Теперь он тяжело дышит, как будто только что взобрался на склон горы, и облизывает губы, как будто пытается найти что-то еще, что сказать, какой-то другой способ пригрозить или уговорить меня. Но мои слова должно быть наконец-то дошли до него, потому что после долгого молчания он пристально смотрит на меня.
— Твоя мать будет так разочарована в тебе, — он буквально зарычал.
Я качаю головой.
— Мне все равно.
Мы сделали то, ради чего пришли сюда, и по тому, как отец практически дрожит от гнева, могу сказать, что он знает, что я не блефую. Поэтому снова поворачиваюсь к Марго и беру ее за руку, чтобы вывести обратно на улицу.
Но мы доходим только до двери гостиной, прежде чем она разворачивается и снова смотрит на моего отца. Ее нежные пальцы ускользают от моих, когда она делает несколько шагов к нему, и на ее лице появляется выражение, которого я никогда раньше не видел.
— Знаете, — говорит она, голос немного дрожит. — Жаль, что вы так и не нашли время узнать своего сына или человека, которым он оказался. Потому что Ноа замечательный человек. Он добрый, веселый и невероятно щедрый, — она невесело смеется. — И вы не имеете к этому никакого отношения. Он вырос замечательным парнем, несмотря на то что у него был такой отец, как вы, и это делает его еще более замечательным. Он мог бы вырасти жестоким, злобным, высокомерным человеком, таким же, как тот, кто его воспитал. Но вместо этого он один из лучших людей, которых я знаю.
Мое сердце сжимается в груди при ее словах, любовь к ней бурлит во мне так сильно, что я почти не могу дышать. Мой отец почти такого же роста, как я, но на ее лице нет ни грамма страха, когда она противостоит ему, говоря вещи, которые звучат так, будто они уже давно назрели внутри нее.

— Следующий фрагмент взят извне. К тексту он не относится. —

Issue #6829, opened 2017-10-19
Don't remove non-test workspaces at the cleanup environment stage of selenium testing


dmytro-ndp:
### Description
In selenium tests we remove all workspace of test user at the final clean up stage [before removing test user](https://github.com/eclipse/che/blob/5.19.0/selenium/che-selenium-core/src/main/java/org/eclipse/che/selenium/core/user/TestUserImpl.java#L133-L140). It was done so to remove test workspaces created during the tests from factory or in similar way. This removal can affect non-test workspaces of single user of Che which is being tested.
So as we had added proper tear down methods to remove factory workspaces, we could avoid removal of all workspaces before removal of test users. 
At the same time, test workspaces from the workspace pool is removed by the [TestWorkspaceProviderImpl](https://github.com/eclipse/che/blob/5.19.0/selenium/che-selenium-core/src/main/java/org/eclipse/che/selenium/core/workspace/TestWorkspaceProviderImpl.java#L145) class.

Also, we need to find the way to remove test workspaces in case of unexpected interrupting of test execution by Ctrl-C key stroke.

dmytro-ndp:
There are test workspaces which tests don't remove after execution:
- test workspace linked to field [testWorkspace](https://github.com/eclipse/che/blob/6.0.0-M4/selenium/che-selenium-test/src/test/java/org/eclipse/che/selenium/gwt/CheckSimpleGwtAppTest.java#L58) which CheckSimpleGwtAppTest test substitutes in **prepare()** method and it courses initial workspace remains exists after test execution;
- test workspace linked to some test which being executed in the _CheOneThreadTestsSuite.xml_ suite when _CheSuite.xml_ suite starts execution, removes that test from [SeleniumTestHandler::runningTests](https://github.com/eclipse/che/blob/6.0.0-M4/selenium/che-selenium-core/src/main/java/org/eclipse/che/selenium/core/inject/SeleniumTestHandler.java#L173) list and so prevents removal of test workspace which belongs to that test when [SeleniumTestHandler::shutdown()](https://github.com/eclipse/che/blob/6.0.0-M4/selenium/che-selenium-core/src/main/java/org/eclipse/che/selenium/core/inject/SeleniumTestHandler.java#L418) method is executed
- test workspaces which startup failed, and they weren't removed after that because of removal were hidden by [Assert.fail()](https://github.com/eclipse/che/commit/2c299254768e49f6082106b7331dc67a25831e28) command.

PR #8481, opened 2018-01-26
Avoid removal of non-test workspaces at the cleanup environment stage of selenium testing

dmytro-ndp:
### What does this PR do?
This PR get rid of code which removes all user's worskspaces after the all test executions. 
Also it restores removal of test workspaces in the next cases:
- removal of test workspace linked to field [CheckSimpleGwtAppTest::testWorkspace](https://github.com/eclipse/che/blob/6.0.0-M4/selenium/che-selenium-test/src/test/java/org/eclipse/che/selenium/gwt/CheckSimpleGwtAppTest.java#L58);
- removal of test workspace linked to some test which being executed in the _CheOneThreadTestsSuite.xml_ suite when _CheSuite.xml_ suite starts execution, removes that test from [SeleniumTestHandler::runningTests](https://github.com/eclipse/che/blob/6.0.0-M4/selenium/che-selenium-core/src/main/java/org/eclipse/che/selenium/core/inject/SeleniumTestHandler.java#L173) list and so prevents removal of test workspace which belongs to that test when [SeleniumTestHandler::shutdown()](https://github.com/eclipse/che/blob/6.0.0-M4/selenium/che-selenium-core/src/main/java/org/eclipse/che/selenium/core/inject/SeleniumTestHandler.java#L418) method is executed;
- removal of test workspaces which startup failed, and they weren't removed after that because of removal were hidden by [Assert.fail()](https://github.com/eclipse/che/commit/2c299254768e49f6082106b7331dc67a25831e28) command.

#6829

### DIFF
--- a/selenium/che-selenium-core/src/main/java/org/eclipse/che/selenium/core/inject/SeleniumTestHandler.java
+++ b/selenium/che-selenium-core/src/main/java/org/eclipse/che/selenium/core/inject/SeleniumTestHandler.java
@@ -82,6 +82,7 @@ public abstract class SeleniumTestHandler
 
   private static final Logger LOG = LoggerFactory.getLogger(SeleniumTestHandler.class);
   private static final AtomicBoolean isCleanUpCompleted = new AtomicBoolean();
+  private static final AtomicBoolean isWebDriverSessionCreationChecked = new AtomicBoolean();
 
   @Inject
   @Named("tests.screenshot_dir")
@@ -170,18 +171,23 @@ public abstract class SeleniumTestHandler
 
   @Override
   public void onStart(ISuite suite) {
-    runningTests.clear();
     suite.setParentInjector(injector);
   }
 
   /** Check if webdriver session can be created without errors. */
   private void checkWebDriverSessionCreation() {
+    if (isWebDriverSessionCreationChecked.get()) {
+      return;
+    }
+
     SeleniumWebDriver seleniumWebDriver = null;
     try {
       seleniumWebDriver = new SeleniumWebDriver(browser, webDriverPort, gridMode, webDriverVersion);
     } finally {
       Optional.ofNullable(seleniumWebDriver)
           .ifPresent(SeleniumWebDriver::quit); // finish webdriver session
+
+      isWebDriverSessionCreationChecked.set(true);
     }
   }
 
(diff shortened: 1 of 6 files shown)


Ohrimenko1988 (approved):

selenium/che-selenium-core/src/main/java/org/eclipse/che/selenium/core/inject/SeleniumTestHandler.java
```diff
@@ -170,18 +171,23 @@ public void onFinish(ITestContext context) {}
 
   @Override
   public void onStart(ISuite suite) {
-    runningTests.clear();
```
tolusha, line 173: I guess it was added for a good reason. 
I would like to keep it here unless it brings issue.

selenium/che-selenium-core/src/main/java/org/eclipse/che/selenium/core/inject/SeleniumTestHandler.java
```diff
@@ -82,6 +82,7 @@
 
   private static final Logger LOG = LoggerFactory.getLogger(SeleniumTestHandler.class);
   private static final AtomicBoolean isCleanUpCompleted = new AtomicBoolean();
+  private static final AtomicBoolean isWebDriverSessionCreationChecked = new AtomicBoolean();
```
tolusha: If we invoke `checkWebDriverSessionCreation` in constructor then we won't needed this flag.

selenium/che-selenium-core/src/main/java/org/eclipse/che/selenium/core/inject/SeleniumTestHandler.java
dmytro-ndp: I was added it before to solve the problem which had gone since that time and now it causes another problem: missing clean up step for some test which being executed in the **CheOneThreadTestsSuite.xml** suite bacause when **CheSuite.xml** suite in turn starts execution, this command **runningTests.clear()** removes that test from **SeleniumTestHandler::runningTests** list and so prevents removal of test workspace which belongs to that test when **SeleniumTestHandler::shutdown()** method is executed;

selenium/che-selenium-core/src/main/java/org/eclipse/che/selenium/core/inject/SeleniumTestHandler.java
dmytro-ndp: Good catch. Thank you!

tolusha (approved):

PR #191, opened 2021-05-26
Get Adobe endpoints to use utf8 decoded input

nballenger:
As per [SIMPLY-3744](https://jira.nypl.org/browse/SIMPLY-3744), the py3 registry in QA was failing to successfully complete the Adobe sign in loop, and was returning the following error:

```xml
<error xmlns="http://ns.adobe.com/adept" data="E_NYPL_AUTH 'bytes' object has no attribute 'xpath'"/>
```

This changeset makes the Adobe endpoints for sign in and user info read in from `flask.request.data.decode('utf8')` instead of just `flask.request.data`, which is a bytestring (and not able to be parsed by the adobe request parser).

Unfortunately our tests in `test_adobe_vendor_id.py` would not have caught this, because they don't engage the actual flask request/response cycle. I'm not reconfiguring to add those tests in this PR because it would slow things down quite a lot, but I will add a TODO item to make sure they're testable in future.

### DIFF
--- a/adobe_vendor_id.py
+++ b/adobe_vendor_id.py
@@ -32,7 +32,7 @@ class AdobeVendorIDController:
         """Process an incoming signInRequest document."""
         __transaction = self._db.begin_nested()
         output = self.request_handler.handle_signin_request(
-            request.data,
+            request.data.decode('utf8'),
             self.model.standard_lookup,
             self.model.authdata_lookup
         )
@@ -43,7 +43,7 @@ class AdobeVendorIDController:
     def userinfo_handler(self):
         """Process an incoming userInfoRequest document."""
         output = self.request_handler.handle_accountinfo_request(
-            request.data,
+            request.data.decode('utf8'),
             self.model.urn_to_label
         )
         return Response(output, 200, {"Content-Type": "application/xml"})
--- a/adobe_vendor_id.py
+++ b/adobe_vendor_id.py
@@ -1,16 +1,15 @@
-import flask
-from flask import Response
-
 import re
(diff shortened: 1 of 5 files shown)


adobe_vendor_id.py
```diff
@@ -36,15 +32,20 @@ def signin_handler(self):
         """Process an incoming signInRequest document."""
         __transaction = self._db.begin_nested()
         output = self.request_handler.handle_signin_request(
-            flask.request.data, self.model.standard_lookup,
-            self.model.authdata_lookup)
+            request.data.decode('utf8'),
```
nballenger, line 35: This is one of the non-formatting changes.

adobe_vendor_id.py
```diff
@@ -36,15 +32,20 @@ def signin_handler(self):
...
+        )
         __transaction.commit()
+
         return Response(output, 200, {"Content-Type": "application/xml"})
 
     def userinfo_handler(self):
         """Process an incoming userInfoRequest document."""
         output = self.request_handler.handle_accountinfo_request(
-            flask.request.data, self.model.urn_to_label)
+            request.data.decode('utf8'),
```
nballenger, line 46: This is the other non-formatting change.

nballenger:
Though I didn't add unit tests for this change, I did build and deploy an image with these changes to the ECS service backing qa-libraryregistry.librarysimplified.org. I then manually confirmed that it was able to correctly parse a short token, via the updated script `adobe-id-for-short-client-token` in the circulation repo.

PR #196, opened 2021-06-28
Update build deploy nomenclature

nballenger:
Changing some labeling for clarity around build and deploy.


nballenger:
I merged this to `develop` already. Merging to the deploy branches so I don't have to merge develop to QA again.

PR #199, opened 2021-06-30
Optimize the generation of the huge library lists used by the admin interface

leonardr:
This branch optimizes the `libraries` controller method used by the admin interface to build a detailed list of information for all libraries in the system. It should go some way towards addressing https://jira.nypl.org/browse/SIMPLY-3811, but I don't know whether it will address all the performance problems described in that ticket. My goal was just to get response time fast enough that we can finish our Python 3 acceptance testing.

I made two types of changes:

1. I introduced a new method, `Library.patron_counts_by_library`, which uses a single database query to retrieve patron counts for a list of libraries, rather than doing it one library at a time. The `libraries` method calls this method on all the libraries it's dealing with, and passes the appropriate patron count into `library_details`. If someone calls `library_details` without including this information, the fallback behavior is to go back to calculating this value for an individual library.
2. I used the same `joinedload` trick used in `libraries_opds` to pull all the ORM objects necessary to generate the `libraries` data in a single query. This also required changing some code and helper methods to make use of the preloaded objects instead of fetching those same objects from the database.


controller.py
```diff
@@ -236,14 +236,38 @@ def libraries(self, live=True):
...
+        alphabetical = self._db.query(Library).order_by(Library.name)
+
+        # Load all the ORM objects we'll need for these libraries in a single query.
+        alphabetical = alphabetical.options(
+            joinedload(Library.hyperlinks),
+            joinedload('hyperlinks', 'resource'),
+            joinedload('hyperlinks', 'resource', 'validation'),
+            joinedload(Library.service_areas),
+            joinedload('service_areas', 'place'),
+            joinedload('service_areas', 'place', 'parent'),
```
leonardr, line 248: We often need the parent of the library's service area when generating its human-readable name (e.g. the "IL" in "Cook County, IL").

model.py
```diff
@@ -462,6 +467,42 @@ def number_of_patrons(self):
...
+            DelegatedPatronIdentifier
+        )
+        rows = _db.execute(counts)
+
+        # Convert the results to a dictionary.
+        results = dict()
+        for (library_id, count) in rows:
+            results[library_id] = count
+
+        return results
```
nballenger, line 504: For a list of 2-tuples turns out you can just call `dict(list_of_2_tuples)`, which I didn't realize till just now. So you could just do `return dict(rows)` here.

There's a small efficiency difference to doing it that way, though it's unlikely to matter at the scale we're working at. This script:

```Python
import random, timeit, uuid

rows = [(str(uuid.uuid4()), random.randint(1000, 100000)) for _ in range(1, 1001)]

def by_for_loop():
  results = {}
  for (library_id, count) in rows:
    results[library_id] = count
  return results

def by_dict_call():
  return dict(rows)

loop_time = timeit.timeit(by_for_loop, number=10000)

dict_time = timeit.timeit(by_dict_call, number=10000)

print("For loop time: ", loop_time)
print("dict() time:   ", dict_time)
```

outputs:

```
For loop time:  0.388839666
dict() time:    0.28115554200000004
```

nballenger (approved):
Looks good, one inline comment about `dict(list_of_2_tuples)` vs. a for loop.

model.py
leonardr: That's good to know.  In this case, though, dict(rows) doesn't work because `rows` is a result set, not an actual list. Converting it to a list requires iterating over it, so I'm not convinced there will be a benefit here. I'll keep this in mind in general though.

PR #200, opened 2021-06-30
SIMPLY-3821, unconfigured/unresponsive mailer can cause uncaught ISE

nballenger:
If a registry instance does not have a configured/working mail integration, a call to register a library will fail with an uncaught exception. This PR addresses that by adding a ProblemDetail called `UNABLE_TO_NOTIFY`, which is sent if a registration is attempted when no mailer integration is working.

Note: There are a bunch of syntactical / readability / flake8 changes in the first three commits. Everything that's actually a functional change is in fadd3a2. I've made line-item notes on the real changes.


config.py
```diff
@@ -25,6 +25,10 @@ class CannotLoadConfiguration(Exception):
     pass
 
 
+class CannotSendEmail(Exception):
+    pass
```
nballenger, line 29: New exception type, raised when an `Emailer` instance's `send()` method gets an exception when it tries calling `_send_email()`.

controller.py
```diff
@@ -708,12 +700,16 @@ def register(self, do_get=HTTP.debuggable_get):
...
+                except SMTPException:
+                    # We were unable to send the email due to an SMTP error
                     return INTEGRATION_ERROR.detailed(
                         _("SMTP error while sending email to %(address)s",
                           address=hyperlink.resource.href)
                     )
+                except CannotSendEmail:
+                    return UNABLE_TO_NOTIFY.detailed(
+                        _("The Registry was unable to send a notification email.")
+                    )
```
nballenger, line 712: If the `Emailer` instance raised `CannotSendEmail` then the email integration is broken in a wider-ranging way than would raise an `SMTPException`, so we're going to abort the registration by returning an `UNABLE_TO_NOTIFY` document.

emailer.py
```diff
@@ -70,6 +76,73 @@ class Emailer(object):
...
+    def __init__(self, smtp_username, smtp_password, smtp_host, smtp_port, from_name, from_address, templates):
+        config_errors = []
+        required_parameters = ('smtp_username', 'smtp_password', 'smtp_host', 'smtp_port', 'from_name', 'from_address')
+        for param_name in required_parameters:
+            if not locals()[param_name]:
+                config_errors.append(param_name)
+
+        if config_errors:
+            msg = "Emailer instantiated with missing params: " + ", ".join(config_errors)
+            raise CannotLoadConfiguration(msg)
```
nballenger, line 89: Change unrelated to SIMPLY-3821, but of minor note: I switched out the individual `if` statements for this, to raise a more comprehensive error message.

emailer.py
```diff
@@ -70,6 +76,73 @@ class Emailer(object):
...
+        template = self.templates[email_type]
+        from_header = '%s <%s>' % (self.from_name, self.from_address)
+        kwargs['from_address'] = self.from_address
+        kwargs['to_address'] = to_address
+        body = template.body(from_header, to_address, **kwargs)
+
+        try:
+            self._send_email(to_address, body, smtp)
+        except Exception as exc:
+            raise CannotSendEmail(exc)
```
nballenger, line 131: Attempt to actually send the email. If a generic exception comes through, raise `CannotSendEmail`.

problem_details.py
```diff
@@ -1,72 +1,78 @@
...
     401,
-    title=_("The username or password is incorrect.")
+    title=lgt("The username or password is incorrect.")
+)
+
+UNABLE_TO_NOTIFY = pd(
+    "http://librarysimplified.org/terms/problem/unable-to-notify",
+    500,
+    title=lgt("Registry server unable to send notification emails.")
 )
```
nballenger, line 78: New `ProblemDetail` instance to return.

tests/test_controller.py
```diff
@@ -1430,6 +1440,51 @@ def send(self, *args, **kwargs):
         assert response.uri == INTEGRATION_ERROR.uri
         assert response.detail == "SMTP error while sending email to mailto:help@library.org"
 
+    def test_registration_fails_if_email_server_unusable(self):
```
nballenger, line 1443: Added a test for the missing or unresponsive mail server, as distinct from one raising an SMTP problem.

tests/test_emailer.py
```diff
@@ -302,16 +282,28 @@ def test_send(self):
...
             "To: you@library",
-            "subject Value".replace(" ", "_"), # Part of the encoding process.
+            "subject Value".replace(" ", "_"),  # Part of the encoding process.
             "Hello, you@library, this is me@registry."
         ]:
             print(phrase)
             assert phrase in body
         assert smtp == mock_smtp
 
+    def test_send_failure(self):
```
nballenger, line 292: Tests for send failure raising the new exception at the `Emailer` level.

leonardr (approved):

PR #202, opened 2021-07-26
Simply 3857/add static files

oliviawongnyc:
**Change**
- Added back in static file routes.
- Added in-line comments about the static file routes.

**Reason**
- This change enables the app to be run locally without Docker.

**Tests**
- With this re-introduced code, I confirmed the app still runs locally with and without Docker.


app.py
```diff
@@ -251,9 +271,9 @@ def admin_view():
         url = sys.argv[1]
     else:
         url = ConfigurationSetting.sitewide(_db, Configuration.BASE_URL).value
-    url = url or 'http://localhost:7000/'
-    scheme, netloc, path, parameters, query, fragment = urllib.parse.urlparse(
-        url)
+        url = url or 'http://localhost:7000/'
+        scheme, netloc, path, parameters, query, fragment = urllib.parse.urlparse(
+            url)
```
leonardr: I don't get why this no longer happens when `url` is provided on the command-line.

oliviawongnyc: Are you saying that this code is supposed to enable someone to run the app locally without Docker?

leonardr: Yes, the `__name__ == __main__` bit is run when someone just runs `python app.py` locally. There are three possibilities: 

1. You specify the base URL on the command line (`python app.py http://localhost:2301/`)
2. You don't specify a base URL (`python app.py`) and there is a BASE_URL set in the database configuration
3. You don't specify a base URL (`python app.py`) and there is no BASE_URL set, so the default of http://localhost:7000/ is used

In all three cases we need to set `netloc` for the piece of code immediately following this code. By changing the indentation you've set it up so that `netloc` is only set in case 2, and case 3 can't happen at all. (Update: actually I think case 3 still happens, just through a different route.)

I don't think you need to change this code at all; you can leave it as is.

leonardr (approved):

app.py
oliviawongnyc: Thanks for approving, Leonard! Fixed the indentation, as you saw. With the current set up – if you're running the app locally without Docker – you must execute `FLASK_APP=app.py pipenv run flask run` and navigate to http://localhost:5000/admin. `python app.py` will not work.

leonardr: That's fine, I think I just have an old pre-pipenv setup on my laptop.

oliviawongnyc: I see! Okay! Thank you.

PR #204, opened 2021-08-03
Updates registry_admin version number + CHANGELOG

oliviawongnyc:
**Change**
- Updated registry_admin version number from v1.4.14 to v1.4.15.

**Reason**
- Updated the SearchForm component in the registry_admin to display a loading message before the search is completed. Need to update the version in the library_registry to deploy this new feature to QA.

### DIFF
--- a/package.json
+++ b/package.json
@@ -10,7 +10,7 @@
   "author": "NYPL",
   "license": "Apache-2.0",
   "dependencies": {
-    "simplified-registry-admin": "1.4.14"
+    "simplified-registry-admin": "1.4.15"
   },
   "homepage": "https://github.com/NYPL-Simplified/library_registry#readme"
 }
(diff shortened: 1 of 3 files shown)


package.json
```diff
@@ -10,7 +10,7 @@
   "author": "NYPL",
   "license": "Apache-2.0",
   "dependencies": {
-    "simplified-registry-admin": "1.4.14"
```
EdwinGuzman, line 13: Update the version above as well.

oliviawongnyc: I think it is updated? See below!

EdwinGuzman: The registry admin package was updated but this app should be updated as well. In the changelog you have the new version as 1.0.11 so it should be updated on line 3 as well.

oliviawongnyc: Oh shoot!

EdwinGuzman (approved):

PR #210, opened 2021-08-23
Merging the current QA branch to prod for deploy

nballenger:
@leonardr - There's more in here than I would have thought. Do we need a round of testing in QA before we go to prod with this change set?


leonardr:
I'm not sure why all those _commits_ are showing up, but the number of _changes_ is relatively small. It basically looks like the PRs from the end of June, and each of them have been tested on QA.

That's enough of a change that I don't want to deploy at the end of the day, but if you want to run the basic integration tests we came up with for the Python 3 migration I'm OK with deploying this tomorrow morning.

PR #215, opened 2021-10-21
Refactor tests

leonardr:
This PR represents Nick's big library registry refactoring project.


library_registry/log.py
```diff
@@ -217,7 +216,7 @@ def loggly_handler(cls, externalintegration):
         try:
             url = cls._interpolate_loggly_url(url, token)
         except (TypeError, KeyError) as e:
-            raise CannotLoadConfiguraiton(
+            raise CannotLoadConfiguration(
```
leonardr: Whoa.

leonardr: This code was originally copied from core, so I checked there to verify it's been fixed there.

tests/conftest.py
```diff
@@ -0,0 +1,631 @@
...
+
+@pytest.fixture
+def connecticut_state(db_session, create_test_place, crude_us):
+    place = create_test_place(
+        db_session, external_id="09", external_name="Connecticut", place_type=Place.STATE,
+        abbreviated_name="CT", parent=crude_us,
+        geometry=(TEST_DATA_DIR / 'ct_state_geojson.json').read_text()
+    )
+    db_session.commit()
+    yield place
```
leonardr, line 427: Some of these take a long time to stick into the database (because the GeoJSON is complex), so you might think about scoping them to the test session.

library_registry/util/short_client_token.py
```diff
@@ -98,3 +127,159 @@ def _encode(self, library_short_name, library_secret, patron_identifier, expires
...
+        if not account_id:  # The delegates couldn't help us; let's try to do it ourselves.
+            try:
+                signature = self.adobe_base64_decode(password)
+            except Exception:
+                raise ValueError("Invalid password: %s" % password)
+
+            (patron_identifier, account_id) = self._decode(_db, username, signature)
+
+        # If we got this far, we have a Library, a patron_identifier, and an account_id.
+        from library_registry.model import DelegatedPatronIdentifier
```
leonardr, line 212: Since this plays with model objects, it might make sense to put it with the rest of the model utilities. Either way, I think   ShortClientTokenTool and ShortClientTokenDecoder should remain in the same file.

tests/test_scripts.py
```diff
@@ -29,109 +29,119 @@
...
 
-        # If no library is identified by name, the output of
-        # all_libraries is used as the list of libraries.
+        # If no library is identified by name, the output of all_libraries is used as the list of libraries.
         assert script.libraries() == script.all_libraries_return_value
 
-    def test_all_libraries(self):
+        db_session.delete(library)
+        db_session.delete(ignored)
+        db_session.commit()
```
leonardr: Presumably this has always been necessary in this code base and I never noticed before, but I think we need to introduce the code from core which runs each individual test in a database transaction that gets rolled back at the end. I don't like having to add this kind of cleanup code to the end of the tests.

leonardr:
This looks good overall. I think you uncovered a preexisting problem around database objects not being cleaned up between tests. As I mentioned earlier, I think it's better to resolve that by running each test in a database transaction that gets rolled back. That can also accommodate creating certain complex database objects (e.g. geographic places) ahead of time and tearing them down once the test is complete.

tests/test_scripts.py
nballenger: The teardown stuff has been bothering me too, but I'm not sure if it can all be handled by a transaction rollback in the session fixture. I need to go look at the sqlalchemy docs more, but I think it's the case that once you get a session handle, you can issue a commit on it, and then any rollback would only get rid of anything that had been added to the session after that commit. If there's a way to have a session kill everything that happened on it, that'd be useful--maybe mock the commit somehow? I'll take a look at what's in core and see how it handles it.

tests/conftest.py
nballenger: Good call, I'll give it a shot.

library_registry/log.py
nballenger: I don't know if it just never reaches that codepath in practice or we've been having uncaught exceptions.

tests/test_scripts.py
leonardr: This is going on memory, but in core and circulation we run the entire test suite in a transaction, and then run each individual test in a subtransaction. That way you can commit inside a test but the whole subtransaction will be rolled back at the end of the test.

leonardr:
I've reviewed the new changes and they also look fine. I'd like to merge this now and handle the "run each test in its own subtransaction" thing later since this refactoring isn't our main priority right now.

nballenger:
I'm not worrying about the transaction stuff, that's definitely an optimization for later. I had to get the last file of tests switched over. Unfortunately that was `test_controller.py`, which has a bunch of pretty complicated functional tests. That's done though, so if you want to take a look at that last commit (52f9f9d) I think we can merge.

leonardr:
OK, yes, everything looks good.

nballenger (approved):

PR #216, opened 2021-11-15
Updates to the container setup

nballenger:
Things this does:

* Explicitly runs the local db on port 5433, to avoid port collisions with other postgres instances
* Removes the webpack watch job in favor of building static front end files during the image build
* Renames some of the volumes and services in the compose file for clarity
* Updates the gunicorn config file to account for having placed the app in a package

If you're reviewing, it'd be awesome if you could pull the branch and do:

1. `make build`
2. `make up`
3. `make test`

Hopefully that runs the tests without issue, on either arm64 or amd64 chips.

After that, and before you do `make down`, if you could load the admin in a browser at `http://localhost/admin/` and click around a bit, that'd be super.


docker/gunicorn.conf.py
```diff
@@ -8,7 +8,7 @@
                if d.startswith("simplye_app-") and os.path.isdir(VENV_BASE_DIR / d)][0]
 
 # Shared Settings
-wsgi_app = "app:app"
+wsgi_app = "library_registry.app:app"
```
nballenger, line 11: @keithbauer was having issues with the Gunicorn process dying on start, because it wasn't finding the app object. Turns out I didn't update the path in `wsgi_app` to reflect making the app a package. Whoops!

nballenger:
Added some revised documentation in 064d018. Still need to fill out the Deployment.md file though.

leonardr:
`make test` fails for me because it's still looking for the database on port 5432.

Dockerfile
```diff
@@ -153,6 +154,23 @@ RUN set -ex \
...
  && apk del --no-network .build-deps
 
+# Build a static version of the front end to serve
+COPY ./package*.json ./
+
+RUN set -ex \
+ && apk add --no-cache --virtual .node-build-deps \
+    make \
+    build-base \
+    python2 \
```
leonardr, line 163: Who's using Python 2?

nballenger: It's a build requirement of `node-gyp` at whatever version we're using (or whatever version one of our dependencies is using, it may just get built for `node-sass`). We should really update those front end dependencies.

leonardr:
This may be my actual `make test` problem, an error initializing the database when I run `make up-watch`:

```
registry_db        | initdb: error: could not create directory "/var/lib/postgresql/data/pg_wal": No space left on device
registry_db        | initdb: removing contents of data directory "/var/lib/postgresql/data"
```

Presumably the device on which there's no space is _inside_ the Docker container. I don't know enough to diagnose this but I can answer any questions.

leonardr:
Nick helped me allocate more space on my hard drive for Docker images. Now `make up` works and `make db-session` works, but `make test` still gives me the error indicating it's trying to connect to port 5432.

nballenger:
That could be caused by having values for the database strings in a `.env` file--happened to me for a bit, and was super confusing. Docker compose will read `.env` and use the contents to override environment values set in the compose file or docker file.

leonardr:
Again, that's exactly the issue. Commenting out my .env file makes `make test` run to completion on my non-M1 Mac.

leonardr (approved):
I've now run the tests and looked at a running instance in my web browser--everything looks good.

Марго очень храбрая, и мне чертовски повезло, что она выбрала меня.
— Мне вас жаль, — добавляет она, ее голос немного понижается, когда она смотрит на моего отца.
По тому, как сжимаются его челюсти, я могу сказать, что это, безусловно, разозлило его больше всего. Его могло бы меньше волновать, что его назовут плохим родителем или напомнят о его высокомерии, но сказать ему, что тебе его жаль? Это переходит черту.
— Вы так много упустили, оттолкнув Ноа, — мягко продолжает она, — сделав свою любовь к нему условной. Возможно, однажды вы это поймете, хотя будет уже слишком поздно. Но это не имеет значения. Потому что в его жизни так много других людей, которые заботятся о нем. Вы ему не нужны.
Ярость на лице моего отца омрачает его черты, а губы растягиваются в ухмылке.
— Я был прав насчет тебя с самого начала. Я знал, что ты…
Я делаю шаг вперед, прежде чем он успевает закончить, вставая между ним и Марго.
— Следи за своим чертовым языком, — говорю ему с рычанием в голосе. — Ты говоришь о моей будущей жене.
Его рот захлопывается, и меня наполняет чувство мрачного удовлетворения. Я оглядываюсь через плечо на Марго, которая кивает, давая мне понять, что закончила свою речь. Затем мы вдвоем направляемся к входной двери, оставляя моего отца одного в гостиной.
Когда мы выходим на широкую веранду и дверь за нами закрывается, я чувствую окончательность происходящего. Это было в последний раз.
Мы с Марго молча садимся в машину, и я не могу перестать прокручивать в голове все, что она только что сказала, снова и снова, пока веду машину. Я решаю поехать по наземной улице вместо шоссе, слишком отвлеченный, чтобы справиться с пробками, и, выведя нас из района моих родителей на тихую проселочную дорогу, я смотрю на красивую женщину рядом со мной.